Probability management in financial planning.

• Author: Savage, Sam L.
• Position: Cover story

"Give me a number," says the city manager anxiously. "I need to know when the new hotel complex will be shovel ready!" The director of planning, who has just explained that the amount of time needed to obtain each of the required permits is unpredictable, asks, "Would you settle for an average?" "If that's all you can give me," she responds. "The developers need to know when to schedule construction." "Well," says the planner, "there are ten permits being processed in parallel, and I estimate that each one will take six weeks on average, so that's my best guess--six weeks."

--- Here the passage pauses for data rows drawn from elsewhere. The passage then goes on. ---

PR #1116, opened 2020-07-27
Add note on permissions when using API in document field mappers

lionelakpagni:
| Question      | Answer
| ------------- | ---
| JIRA Ticket   | 
| Versions      | 1.13, 2.5 and 3.5

Make more explicit the usage of Sudo or SPI layer.

### DIFF
--- a/docs/guide/search/solr.md
+++ b/docs/guide/search/solr.md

This example exhibits three key concepts about uncertainty that are important to public financial managers:

1. Uncertainties are endemic to planning for the future, whether long term or short term. Public finance activities--estimating project schedules, forecasting tax revenues, and planning reserves to cover natural disasters--are rife with uncertainties.

2. Most people, including city managers, are uncomfortable with uncertainty and prefer to picture the future in terms of average outcomes.

3. This leads to the "flaw of averages," a set of systematic errors that arises when uncertainties are represented by single numbers, and it explains why so many projects are behind schedule, beyond budget, and below projection. (1) In short, the flaw of averages states that plans based on average assumptions are, on average, wrong.

Exhibit 1 illustrates how the city manager and planner have just run afoul of this ubiquitous problem. The left-hand chart shows all the permits coming in at their average of six weeks. That looks good, right? However, the project can't start until all of the permits have been obtained. The right-hand chart shows that even if some permits come in at less than six weeks, it only takes one late permit to delay construction. All ten permits are about as likely to come in at six weeks or less as a flipped coin is likely to come up heads ten times in a row, which means that the estimate the planner provided has only one chance in a thousand of being achieved.

If any permit comes in later than six weeks, construction will be delayed. In the figure on the right, the model, which generates 1,000 sets of "time to issue" scenarios, displays the values that appear on the 77th scenario, which results in a start time of 8.8 weeks.

The discipline of probability management uses proven computer simulation techniques, which have only recently become available to a much wider audience, to eliminate errors caused by using averages (see the "Probability Management" sidebar). (2) This article outlines three simple example problems that apply probability management. The models used are all available for download from the "Models" page at ProbabilityManagement. org. You can download them and try out probability management techniques for yourself while reading this article.

(1) THE PROJECT PLANNING PROBLEM

The model is about to inform our city manager and planner that a flaw of averages in scheduling often leads to a flaw of averages in finances. Suppose the developer of the hotel complex has negotiated a deal requiring the city to forgive future tax revenues at the rate of $100,000 per week for any delay in construction beyond seven weeks.

Given the average assumptions, each permit is obtained in exactly six weeks, construction begins in exactly six weeks, and there is no penalty. However, the model that represents the case of the city manager and the planner (the Schedule. xlsx file at ProbabilityManagement.org) calculates average results over 1,000 scenarios, indicating that the expected time to start construction is 7.8 weeks, which means the city will likely face $86,000 in penalties (see Exhibit 2).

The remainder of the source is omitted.